The U.S. Department of Energy's Office of Environmental Management has closed the application period for its Request for Applications seeking a private-sector partner to design, build, and operate a next-generation used nuclear fuel recycling and conditioning facility. July 7, 2026
Office of Environmental Management
July 7, 2026The U.S. Department of Energy's Office of Environmental Management (EM) has closed the application period for its Request for Applications (RFA) seeking a private-sector partner to design, build, and operate a next-generation used nuclear fuel recycling and conditioning facility, marking the transition from outreach to review and selection in one of the department's most closely watched nuclear energy initiatives.
The application window closed June 19, ending a two-month solicitation period that invited industry to propose a commercial-scale demonstration facility at the Idaho National Laboratory (INL). The project is designed to recycle fuel from EM's existing inventory, specifically 3,400 unused fuel elements from DOE's Advanced Test Reactor, into high-assay low-enriched uranium (HALEU), the advanced fuel needed to power the next generation of nuclear reactors now in development across the country.

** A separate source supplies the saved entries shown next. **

PR #1441, opened 2021-04-29
Detect OS X sed and fail client generation script

roycaihw:
#### What type of PR is this?

/kind cleanup

In the client generation script, fail early if OS X `sed` is being used and suggest using GNU `sed` instead. Both the [python repo script](https://github.com/kubernetes-client/python/blob/0ea3542ae5301aec370406641827c25c2fa1dced/scripts/update-client.sh#L62-L65) and the [gen repo script](https://github.com/kubernetes-client/gen/blob/65a1e4739cf0dcc2b93f887d33fe0ad3772b6169/openapi/python.sh#L56-L65) use `sed` in format that OS X `sed` may not support: https://stackoverflow.com/a/4247319.

Address issues like:
```
--- Patching generated code...
sed: 1: "/Users/scott/Projects/k ...": bad flag in substitute command: 'l'
```

```release-note
NONE
```

/cc @scottilee @yliaog

### DIFF
--- a/scripts/update-client.sh
+++ b/scripts/update-client.sh
@@ -24,6 +24,22 @@ set -o pipefail
 # The openapi-generator version used by this client
 export OPENAPI_GENERATOR_COMMIT="v4.3.0"
 
+# OS X sed doesn't support "--version". This way we can tell if OS X sed is
+# used.
+if ! sed --version &>/dev/null; then
+  # OS X sed and GNU sed aren't compatible with backup flag "-i". Namely
+  # sed -i ... - does not work on OS X
+  # sed -i'' ... - does not work on certain OS X versions
+  # sed -i '' ... - does not work on GNU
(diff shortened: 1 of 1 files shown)


roycaihw:
For more context, here are my local test results:

OS X sed doesn't work with `-i` and `-i''`
```
$ sw_vers
ProductName:	macOS
ProductVersion:	11.2.3
BuildVersion:	20D91
$ /usr/bin/sed -i 's/a/b/g' test
sed: 1: "test": undefined label 'est'
$ /usr/bin/sed -i'' 's/a/b/g' test
sed: 1: "test": undefined label 'est'
```
GNU sed doesn't work with `-i ''`
```
$ sed --version
sed (GNU sed) 4.7
$ sed -i '' 's/a/b/g' test
sed: can't read s/a/b/g: No such file or directory
```

Issue #1378, opened 2021-02-15
How do we do rolling restart?


nsubrahm-aws:
How do we do `kubectl rollout restart deployment your_deployment_name` ? I couldn't locate appropriate documentation for this.

MoShitrit:
@nsubrahm-awsI believe the best way would be to use the [`patch deployment`](https://github.com/kubernetes-client/python/blob/master/kubernetes/docs/AppsV1Api.md#patch_namespaced_deployment) function and add a dummy annotation to the `spec.template.metadata.annotations` block. This should trigger the creation of a new replicaset and automatically handle the restart based on the `strategy` specified in the deployment spec.
That is also what `kubectl rollout restart deployment` does behind the scenes. 
When you run `kubectl rollout restart deployment`, it adds a `kubectl.kubernetes.io/restartedAt` annotation which contains a timestamp, like this one:
```yaml
apiVersion: apps/v1
kind: Deployment
spec:
  template:
    metadata:
      annotations:
        kubectl.kubernetes.io/restartedAt: "2021-02-15T11:12:54-05:00"
```

roycaihw:
cc @roycaihw 
/assign @MoShitrit

roycaihw:
What @MoShitrit suggested sounds good, if adding the annotation is what kubectl does behind the scene. @nsubrahm-aws Could you try it out and see if it works?

MoShitrit:
For the record, I found it [here](https://github.com/kubernetes/kubectl/blob/c1df07341a15fb36264a018e130ee397332bdfc0/pkg/polymorphichelpers/objectrestarter.go#L51) in the `kubectl` codebase

mark8s:
nice

PR #1450, opened 2021-05-02
add example to demonstrate a rolling restart of the deployment

Priyankasaggu11929:
#### What type of PR is this?
/kind documentation

This PR add `examples/dynamic-client/deployment_rollout-restart.py` python script, to demonstrate how to perform a rolling restart on a deployment resource.

The output of the script looks like:

deployment_rolling_restart

Fixes https://github.com/kubernetes-client/python/issues/1378

```release-note
NONE
```

### DIFF
--- a/examples/dynamic-client/deployment_rolling_restart.py
+++ b/examples/dynamic-client/deployment_rolling_restart.py
@@ -1,0 +1,120 @@
+# Copyright 2021 The Kubernetes Authors.
+#
+# Licensed under the Apache License, Version 2.0 (the "License");
+# you may not use this file except in compliance with the License.
+# You may obtain a copy of the License at
+#
+#     http://www.apache.org/licenses/LICENSE-2.0
+#
+# Unless required by applicable law or agreed to in writing, software
+# distributed under the License is distributed on an "AS IS" BASIS,
+# WITHOUT WARRANTIES OR CONDITIONS OF ANY KIND, either express or implied.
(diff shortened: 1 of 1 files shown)


examples/dynamic-client/deployment_rolling_restart.py
```diff
@@ -0,0 +1,120 @@
...
+    import datetime
+    import pytz
+
+    # Creating a dynamic client
+    client = dynamic.DynamicClient(
+        api_client.ApiClient(configuration=config.load_kube_config())
+    )
+
+    # fetching the deployment api
+    api = client.resources.get(api_version="apps/v1", kind="Deployment")
```
yliaog, line 35: any reason for using dynamic client, instead of using the typed client?

Priyankasaggu11929: HI @yliaog, thanks for the reveiw.

No, there is no specific reason for using `dynamic client`. I've just replicated the same example using the `typed client`. If required, I can replace this example with the one using `typed client`.

Thank you!

yliaog: ok. i think typed client would benefit from such an example too.

Priyankasaggu11929: Thanks @yliaog. I'll add the same example using the `typed client` too.

PR #1463, opened 2021-05-11
Fix loss of multi-value headers in request

### LINKED ISSUE #1462: Unable to pass multiple header values with client (ex: Impersonate-Group)

When calling the Kubernetes API with the python client it should be possible to pass multiple values for `Impersonate-Group`:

"This is a pivotal moment for the program," said Paul Murray, EM senior advisor for used nuclear fuel and high-level waste. "We've moved from gathering ideas to choosing the partner who will carry this mission forward."
The RFA builds on momentum generated at an Industry Day held May 27 in Idaho Falls, which drew strong commercial interest and prompted extensive discussion among nuclear technology developers and federal officials. That turnout reinforced the department's confidence that the private sector is prepared to make a serious, long-term investment in domestic used fuel recycling capability.
With the application period now closed, federal evaluators will begin reviewing submissions. The selected offeror(s) will receive a long-term lease of prime federal land at the Idaho Nuclear Technology and Engineering Center (INTEC) — the same site where the United States operated reprocessing facilities during the Cold War — and will be responsible for the full lifecycle of the new facility, from design and financing through construction, operations, and eventual decommissioning.
The chosen partner or partners will be positioned to lead the effort to unlock value from EM's used fuel inventory, supplying HALEU for advanced reactors that utilities, technology developers and national security programs are increasingly counting on as demand for nuclear-generated electricity accelerates nationwide.
The initiative is a direct outgrowth of executive action. President Donald Trump's executive orders directing the Department of Energy to identify uranium and plutonium materials suitable for recycling into reactor fuel, and to rebuild the domestic nuclear industrial base, provided the policy foundation for the RFA.
Selecting a partner for the Idaho recycling demonstration will mark a concrete step toward fulfilling both directives while reinforcing the administration's broader goal of strengthening American energy independence and reducing reliance on foreign sources of enriched uranium.
As the department moves into the evaluation phase, the work being done in Idaho is laying the groundwork for a new era in America's nuclear renaissance, one in which used nuclear fuel, long treated solely as a waste management challenge, becomes a foundation for the next generation of American nuclear power.